《ぐんま食彩絵巻(12)》まゆこもり 絹の文化語る銘菓 田島屋 富岡市内匠
- 掲載日
- 2012/06/19
繭玉1個が湯のみ茶わん1杯分。くず湯「まゆこもり」(20個入り1050円)
真っ白な繭玉をかたどったくず湯「まゆこもり」。旧官営富岡製糸場のおひざ元で創業した田島屋(富岡市内匠)が26年前に商品化し、上品な見た目と熱湯に溶かすだけの手軽さで評判になった。製糸場の世界遺産登録運動が盛り上がる中、絹の街を象徴する銘菓として浸透している。
以前から富岡の象徴として養蚕や絹のイメージを絡めた商品を提供してきた。江原徹社長(67)は「手土産にできるご当地お菓子で富岡をPRできればと考えた」と開発の経緯を明かす。
くず粉は江戸時代からある珍しい食品だったと言われ、七日市藩から徳川幕府に献上された歴史がある。富岡産くず粉は今は流通していないが、この歴史的経緯を踏まえ商品化を決めた。

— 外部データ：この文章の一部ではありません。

PR #2421, opened 2016-07-13
Add the ACL to Remove the Comment or Avatar

SuperNascher:
An ACL split that Users, who has the right to move can no longer reset the Avatar or the Comment of a User.

### DIFF
--- a/src/ACL.cpp
+++ b/src/ACL.cpp
@@ -97,15 +97,17 @@ QFlags<ChanACL::Perm> ChanACL::effectivePermissions(ServerUser *p, Channel *chan
 						granted |= Kick;
 					if (acl->pAllow & Ban)
 						granted |= Ban;
-					if (acl->pAllow & ResetCommentTexture)
-						granted |= ResetCommentTexture;
+					if (acl->pAllow & ResetComment)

従来のくず湯は鍋にかけて煮なければならなかったため、熱湯だけで作れる「インスタントくず湯」を目指した。奈良・吉野産のくず粉を選び、でん粉と砂糖を独自の配合で混ぜ合わせ、さらりと溶けるようにした。完成型の繭玉の大きさは実際の繭とほぼ同じ。素材を型で押し固め、ひび割れないようできるだけ空調を使わず、自然乾燥で仕上げる。
「食べた人は『懐かしい味だ』と喜んでくれる。年配の人にとって、くず湯は母や祖母の思い出が詰まった優しい味なんです」と江原社長。若い世代には「食べるくず湯」として新しいアレンジを提案しており、抹茶やしょうが味、シルクタンパク配合など多彩な風味を展開する。
くず粉とでん粉、砂糖を混ぜて押し固めた「まゆこもり」。繭の形を守るため自然乾燥が原則
昨年6月、本店兼工場を上州富岡駅北側から上信越道富岡インターチェンジ近くに移転し、店名を「まゆ菓優・田島屋」と改めた。工場長を務める長男、正洋さん(32)が新商品を考案し、日仏の技術で建設された製糸場にちなみ富岡産シルクとフランスの砂糖で焼き上げたどら焼き「シルク・ド・らやき」などを生み出している。
座繰り製糸は湯の中の繭から糸を引くもの。繭玉を湯に溶く「まゆこもり」はそれを象徴する菓子になった。江原社長は「富岡や養蚕の文化を菓子で伝えられるのも面白い」と地元の魅力を詰め込んだ菓子づくりを続けていく。
昨年6月に移転オープンした新店舗のイメージは「和モダン」
◎食べてみました
優しい甘さと独特のとろみ、一口だけで気分もほっこりしてくる。「まゆこもり」の魅力は多彩なアレンジレシピにある。黒蜜・きな粉を混ぜるとくずもち風、コーヒー用ミルクを加えると生クリームのような柔らかな甘さに。暑い季節には「冷やしくず湯」。くず湯を冷蔵庫で冷やしてレモン汁を数滴加える。するとレモンゼリーのように爽やかな味わいになる。飽きずに何杯でもいけそうだ。